Kembali ke pertanyaan tadi: Apakah semua kata yang mengandung –isasi dalam bahasa Indonesia dihitung satu morfem? Tidak. Tidak semua kata yang mengandung imbuhan asing dihitung satu morfem.

Saya berpendapat bahwa imbuhan asing bisa dianggap sebagai morfem dalam bahasa Indonesia apabila imbuhan tersebut dipakai untuk membentuk kata baru. Apabila hanya terdapat dalam kata serapan, imbuhan asing tersebut bukanlah morfem dalam bahasa Indonesia.

Oleh karena itu, kata yang mengandung –isasi yang diserap utuh dihitung satu morfem. Sementara itu, kata yang mengandung –isasi yang bukan kata serapan, seperti kuningisasi dan betonisasi, dihitung dua morfem.

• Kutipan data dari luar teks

PR #109, opened 2023-09-12
Fast path for Two Point BVPs

avik-pal:
- [x] Tests from ODEInterface.jl


ChrisRackauckas:
Looks reasonable but tests fail?

ext/BVPODEInterfaceExt.jl
```diff
@@ -0,0 +1,95 @@
+module BVPODEInterfaceExt
```
ChrisRackauckas, line 1: let's use the full name 😅

avik-pal:
This will have to wait till we release the NonlinearSolve 2.0. The released versions can't handle residual prototype it seems so they wont work for two point BVPs.

ext/BoundaryValueDiffEqODEInterfaceExt.jl
```diff
@@ -0,0 +1,113 @@
...
+            Termination since multiple shooting condition or
+            condition of Jacobian is too bad for `sol_method=1`"""
+        elseif retcode == -8
+            @error "Condensing algorithm for linear block system fails, try `sol_method=1`"
+        elseif retcode == -9
+            @error "Sparse linear solver failed"
+        elseif retcode == -10
+            @error "Real or integer work-space exhausted"
+        elseif retcode == -11
+            @error "Rank reduction failed - resulting rank is zero"
```
ChrisRackauckas, line 105:
```suggestion
            @warn "Integrator failed to complete the trajectory"
        elseif retcode == -4
            @warn "Gauss Newton method failed to converge"
        elseif retcode == -5
            @warn "Given initial values inconsistent with separable linear bc"
        elseif retcode == -6
            @warn """Iterative refinement faild to converge for `sol_method=0`
            Termination since multiple shooting condition or
            condition of Jacobian is too bad for `sol_method=1`"""
        elseif retcode == -8
            @warn "Condensing algorithm for linear block system fails, try `sol_method=1`"
        elseif retcode == -9
            @warn "Sparse linear solver failed"
        elseif retcode == -10
            @warn "Real or integer work-space exhausted"
        elseif retcode == -11
            @warn "Rank reduction failed - resulting rank is zero"
```

Never block.

src/algorithms.jl
```diff
@@ -1,5 +1,5 @@
-const DEFAULT_NLSOLVE_SHOOTING = TrustRegion(; autodiff = Val(true))
-const DEFAULT_NLSOLVE_MIRK = NewtonRaphson(; autodiff = Val(true))
+const DEFAULT_NLSOLVE_SHOOTING = NewtonRaphson()
+const DEFAULT_NLSOLVE_MIRK = NewtonRaphson()
```
ChrisRackauckas, line 2: Not so sure about that.

ChrisRackauckas:
Is there a reason colnew isn't supported here? Have you checked its interface to see that it'll be fine?

avik-pal:
`colnew` needs some manipulation on our end to match the interface. But we don't need to add anything additional on SciMLBase side.

src/algorithms.jl
avik-pal: This change to NewtonRaphson was before the TR bugs were fixed. We can revert this part. The `autodiff = true` is redundant wince that is the current default.

PR #110, opened 2023-09-13
Porting over Multiple Shooting and Single Shooting from NeuralBVP

avik-pal:
~**Don't merge before https://github.com/SciML/BoundaryValueDiffEq.jl/pull/109**~

* Single shooting now takes `odesolve_kwargs` and `nlsolve_kwargs` to allow different kwargs. repetition in `kwargs` overrides these choices
* Single shooting can now handle non-vector inputs.
* Working Multiple Shooting Code with Grid Coarsening

## TODOs

- [x] Port tests from NeuralBVP.jl
- [x] ~Translate NeuralBVP.jl to use BoundaryValueDiffEq.jl~ (Upstream issue)
- [x] Incorporate using Initial Guess in Shooting Codes
- [x] Use Jacobian sparsity to speed up Newton Steps!
  - [x] Sparse Jacobian Prototype Constructor
  - [x] Hardcoded version using ForwardDiff
    - [x] Threading causes Segfaults
  - [x] Use Coloring
  - [x] Generalize
- [x] Two Point BVP Fast Path
- [x] ~Test BVP with NLS~ (Will do it in a separate PR)


test/shooting/shooting_tests.jl
```diff
@@ -0,0 +1,272 @@
...
+    for solver in SOLVERS
+        sol = solve(bvp4, solver; abstol = 1e-6, reltol = 1e-6)
+        @test SciMLBase.successful_retcode(sol)
+        resid_f = reduce(vcat, bc2((sol(tspan[1]), sol(tspan[2])), nothing))
+        @test norm(resid_f) < 1e-6
+    end
+end
+
+@testset "Shooting with Complex Values" begin
+    # Test for complex values
```
ErikQQY, line 92:
```suggestion
    # Test for complex values
        function f1!(du, u, p, t)
        du[1] = u[2]
        du[2] = -u[1]
        return nothing
    end

    function bc1!(resid, sol, p, t)
        t₀, t₁ = first(t), last(t)
        resid[1] = sol(t₀)[1]
        resid[2] = sol(t₁)[1] - 1
        return nothing
    end
```

avik-pal:
This PR got more bloated than I anticipated. But it should be done now. Takeaways:

* For `MS` using the two-point form is significantly faster
* For the Orbital problem, we need to use TrustRegion for proper convergence
* Solving an Ensemble Problem for the MS gives the most gains.
* There was a bug in the interpolation code, which has been patched

TODOs for later:

* MS can't handle Non-Vector like Inputs. I will deal with it together with the handling for matrix inputs to handle Neural Networks better!

ChrisRackauckas (approved):

ChrisRackauckas:
🎉 It was a bit hard to read since there were multiple things mixed in there, but generally fine so merging and will deal with anything else in the future.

Begitu juga dengan kata yang mengandung –isme dan -wan dalam bahasa Indonesia. Kata liberalisme dihitung satu morfem karena diserap utuh, sedangkan bapakisme dihitung dua morfem karena merupakan kata bentukan.

Kata hartawan dihitung satu morfem karena diserap dari bahasa Sanskerta, arthavan, (menurut buku Loan- Words in Indonesian and Malay, 2008). Adapun kata ilmuwan dihitung dua morfem karena dibentuk dari ilmu (serapan bahasa Arab) dan –wan (akhiran serapan Sanskerta).